PR #380, opened 2026-03-20
feat(instrumentation): Add Otel SDK instrumentation and use gls for span

NameHaibinZhang:
## Description

This PR is mainly used to instrument the OTel SDK, implementing context propagation of spanContext. It also supports compatibility with OTel SDK version 1.39 and above. Currently, the saving of baggage has not yet been implemented, and requires the tool to support a file replace approach.

## Motivation

Fixes #

---

## Checklist

- [x] Tests pass: `make test`


pkg/instrumentation/otel/sdk/trace/otel_trace_context.go
```diff
@@ -0,0 +1,160 @@
...
+}
+
+func traceContextAddSpan(span trace.Span) {
+	tc := getOrInitTraceContext()
+	if tc.add(span) {
+		setTraceContext(tc)
+	}
+}
+
+func getTraceAndSpanId() (string, string) {
```
txabman42: getTraceContext(), getTraceAndSpanId(), clearTraceContext() and localRootSpanFromGLS() are not used? Are they planned to be used in a future PR?

pkg/instrumentation/otel/sdk/trace/otel_trace_test_func_holder.go
```diff
@@ -0,0 +1,11 @@
+//go:build ignore
+
+// Copyright The OpenTelemetry Authors
+// SPDX-License-Identifier: Apache-2.0
+
+package trace
+
+var (
```
txabman42: These func holders are not used.

pkg/instrumentation/otel/sdk/trace/otel_trace_context.go
```diff
@@ -0,0 +1,160 @@
...
+	prev *spanWrapper
+}
+
+func (tc *traceContext) size() int {
+	return tc.n
+}
+
+func (tc *traceContext) add(span trace.Span) bool {
+	if tc.n > 0 {
+		if tc.n >= maxSpans {
```
txabman42: In this case, I'd follow the other rules approach (like grpc) and add a README.md for this rule. I think it's important to explain how this rule does.

Also its important to have documented values like maxSpans, as dropping spans silently if a goroutine creates >300 spans is not ideal. It should be configurable.

pkg/instrumentation/otel/sdk/baggage/otel_baggage_util.go
```diff
@@ -0,0 +1,49 @@
...
+
+func SetBaggageToGLS(baggage *Baggage) {
+	runtime.SetBaggageContainerToGLS(&BaggageContainer{baggage})
+}
+
+func ClearBaggageInGLS() {
+	SetBaggageToGLS(nil)
+}
+
+func DeleteBaggageMemberInGLS(key string) bool {
```
txabman42: Not used for now AFAIU. Could be moved to a new PR?

Same for `otel_metric_test_func_holder.go`

pkg/instrumentation/otel/hook/span_setup.go
```diff
@@ -0,0 +1,30 @@
...
+	_ "unsafe"
+
+	"github.com/open-telemetry/opentelemetry-go-compile-instrumentation/pkg/inst"
+	"go.opentelemetry.io/otel/trace"
+)
+
+//go:linkname traceContextDelSpan go.opentelemetry.io/otel/sdk/trace.traceContextDelSpan
+func traceContextDelSpan(span trace.Span)
+
+func nonRecordingSpanEndOnEnter(ictx inst.HookContext, span interface{}, options ...interface{}) {
```
txabman42: `nonRecordingSpanEndOnEnter` and `recordingSpanEndOnEnter`. I suggest moving the code to a private func, so its clearer that both funcs do the same.

pkg/instrumentation/otel/hook/tracer_setup.go
```diff
@@ -0,0 +1,31 @@
...
+
+	"github.com/open-telemetry/opentelemetry-go-compile-instrumentation/pkg/inst"
+	"go.opentelemetry.io/otel/trace"
+)
+
+//go:linkname traceContextAddSpan go.opentelemetry.io/otel/sdk/trace.traceContextAddSpan
+func traceContextAddSpan(span trace.Span)
+
+func newRecordingSpanOnExit(ictx inst.HookContext, span interface{}) {
+	if span != nil {
```
txabman42: Same as https://github.com/open-telemetry/opentelemetry-go-compile-instrumentation/pull/380/changes#r3018434400

txabman42 (changes requested):
Nice PR and nice fixes in the tool!

Documentation request for this rule + some nitpicks

pkg/instrumentation/otel/sdk/trace/otel_trace_context.go
NameHaibinZhang: yes, i will use in log instrument trace and span id, and other sdk.

pkg/instrumentation/otel/sdk/trace/otel_trace_test_func_holder.go
NameHaibinZhang: delete

pkg/instrumentation/otel/sdk/trace/otel_trace_context.go
NameHaibinZhang: use a env to get maxSpans

pkg/instrumentation/otel/sdk/baggage/otel_baggage_util.go
NameHaibinZhang: delete

pkg/instrumentation/otel/hook/span_setup.go
NameHaibinZhang: ok

pkg/instrumentation/otel/hook/tracer_setup.go
NameHaibinZhang: ok

pkg/instrumentation/otel/hook/tracer_setup.go
```diff
@@ -0,0 +1,30 @@
...
+	_ "unsafe"
+
+	"github.com/open-telemetry/opentelemetry-go-compile-instrumentation/pkg/inst"
+	"go.opentelemetry.io/otel/trace"
+)
+
+//go:linkname traceContextAddSpan go.opentelemetry.io/otel/sdk/trace.traceContextAddSpan
+func traceContextAddSpan(span trace.Span)
+
+func newRecordingSpanOnExit(ictx inst.HookContext, span interface{}) {
```
y1yang0: We prefer to use `Before` and `After` suffix.

pkg/instrumentation/otel/sdk/trace/otel_trace_context.go
```diff
@@ -0,0 +1,165 @@
...
+
+	trace "go.opentelemetry.io/otel/trace"
+)
+
+const defaultGLSMaxSpans = 1000
+
+var otelGLSMaxSpans = defaultGLSMaxSpans
+
+func init() {
+	ms := os.Getenv("OTEL_GLS_MAX_SPANS")
```
y1yang0, line 21: Document this env var

test/apps/otelsdk/main.go
```diff
@@ -0,0 +1,69 @@
...
+	http.HandleFunc("/otel", otelHandler)
+
+	go func() {
+		if err := http.ListenAndServe(addr, nil); err != nil {
+			log.Fatalf("failed to serve: %v", err)
+		}
+	}()
+
+	// Wait for the server to start
+	time.Sleep(2 * time.Second)
```
y1yang0: Instead of this fixed-duration wait, could we use a more robust mechanism? A reference implementation for this pattern can be found in demo/app/http/server/main.go.

tool/internal/instrument/apply_file.go
```diff
@@ -46,8 +51,13 @@ func (ip *InstrumentPhase) applyFileRule(ctx context.Context, rule *rule.InstFil
...
 
-	// Parse the new file into AST nodes and modify it as needed
-	root, err := ip.parseFile(file)
+	// Parse the new file into AST nodes and modify it as needed.
+	// Keep processing in-memory to avoid mutating shared temp rule files.
+	data, err := os.ReadFile(file)
+	if err != nil {
+		return ex.Wrapf(err, "reading rule source file %s", file)
+	}
+	root, err := ast.NewAstParser().ParseSource(stripBuildIgnoreTag(string(data)))
```
y1yang0, line 60: Maybe you can parseFile and replace `buildignore` comment with "" by inspecting the entire ast root?

tool/internal/instrument/apply_func.go
```diff
@@ -96,12 +96,19 @@ func collectArguments(funcDecl *dst.FuncDecl) []string {
 		}
 	}
 	for _, field := range funcDecl.Type.Params.List {
-		for _, name := range field.Names {
-			if name.Name == ast.IdentIgnore {
-				name.Name = fmt.Sprintf("%s%d", ignoredParam, idx)
-				idx++
+		if len(field.Names) == 0 {
```
y1yang0: When `len(field.Names) == 0`, why do we need to explicitly add an ignoredParam? This seems incorrect.

tool/internal/instrument/trampoline.go
```diff
@@ -431,19 +431,28 @@ func findTargetParamType(targetFunc *dst.FuncDecl) *dst.FieldList {
 	if ast.HasReceiver(targetFunc) {
 		splitRecv := ast.SplitMultiNameFields(targetFunc.Recv)
 		recvField := util.AssertType[*dst.Field](dst.Clone(splitRecv.List[0]))
-		for _, names := range recvField.Names {
-			names.Name = fmt.Sprintf("%s%d", "recv", idx)
-			idx++
+		if len(recvField.Names) == 0 {
```
y1yang0: Ditto. When `len(field.Names) == 0`, why do we need to explicitly add an ignoredParam? This seems incorrect.

tool/internal/instrument/trampoline.go
```diff
@@ -431,19 +431,28 @@ func findTargetParamType(targetFunc *dst.FuncDecl) *dst.FieldList {
...
 	idx = 0
 	splitParams := ast.SplitMultiNameFields(targetFunc.Type.Params)
 	for _, field := range splitParams.List {
 		paramField := util.AssertType[*dst.Field](dst.Clone(field))
-		for _, names := range paramField.Names {
-			names.Name = fmt.Sprintf("%s%d", "param", idx)
+		if len(paramField.Names) == 0 {
+			paramField.Names = []*dst.Ident{{Name: fmt.Sprintf("param%d", idx)}}
 			idx++
+		} else {
```
y1yang0: Ditto

tool/internal/instrument/trampoline.go
```diff
@@ -462,9 +471,14 @@ func findTargetResultType(targetFunc *dst.FuncDecl) *dst.FieldList {
 		idx := 0
 		for _, field := range splitResults.List {
 			retField := util.AssertType[*dst.Field](dst.Clone(field))
-			for _, names := range retField.Names {
-				names.Name = fmt.Sprintf("%s%d", "arg", idx)
+			if len(retField.Names) == 0 {
+				retField.Names = []*dst.Ident{{Name: fmt.Sprintf("arg%d", idx)}}
 				idx++
+			} else {
```
y1yang0: Ditto

tool/internal/setup/match.go
```diff
@@ -172,6 +172,13 @@ func (sp *SetupPhase) runMatch(
 	}
 
 	if len(preciseRules) == 0 {
+		if !set.IsEmpty() && len(dep.Sources) > 0 {
```
y1yang0, line 175: This is expensive, but I don't have a better solution for now. Maybe we can leave a TODO for it, e.g., // TODO: Optimize this.

tool/internal/instrument/apply_func.go
NameHaibinZhang: // Unnamed parameters (e.g. func F(int)) are valid in declarations but
			// cannot be referenced in generated trampoline calls. Assign a synthetic
			// identifier so later instrumentation code can take its address.

docs/gls-operation.md
```diff
@@ -0,0 +1,80 @@
+# GLS Operation for OTel SDK Instrumentation
```
txabman42, line 1: Let's put hook-related docs inside the hook's folder. Similar to https://github.com/open-telemetry/opentelemetry-go-compile-instrumentation/blob/main/pkg/instrumentation/grpc/README.md

txabman42 (approved):

docs/gls-operation.md
y1yang0: Since GLS is shared across all hook code, I suggest keeping it as a top-level document.

txabman42: We can have a small doc explaining how GLS operations works with otelc, but I would keep also the hook readme with a more detailed explanation of how it works. I like the idea of having each hook with each own README.md file. They are self-contained. In the future, if we add capabilities for deciding which hooks to enable or not, it'd be easier to understand what each of them does.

--------------------------------

* [The task] Search the entries for the word "nodes" and copy every line that holds it.

* [Response to this exercise]
-	// Parse the new file into AST nodes and modify it as needed
+	// Parse the new file into AST nodes and modify it as needed.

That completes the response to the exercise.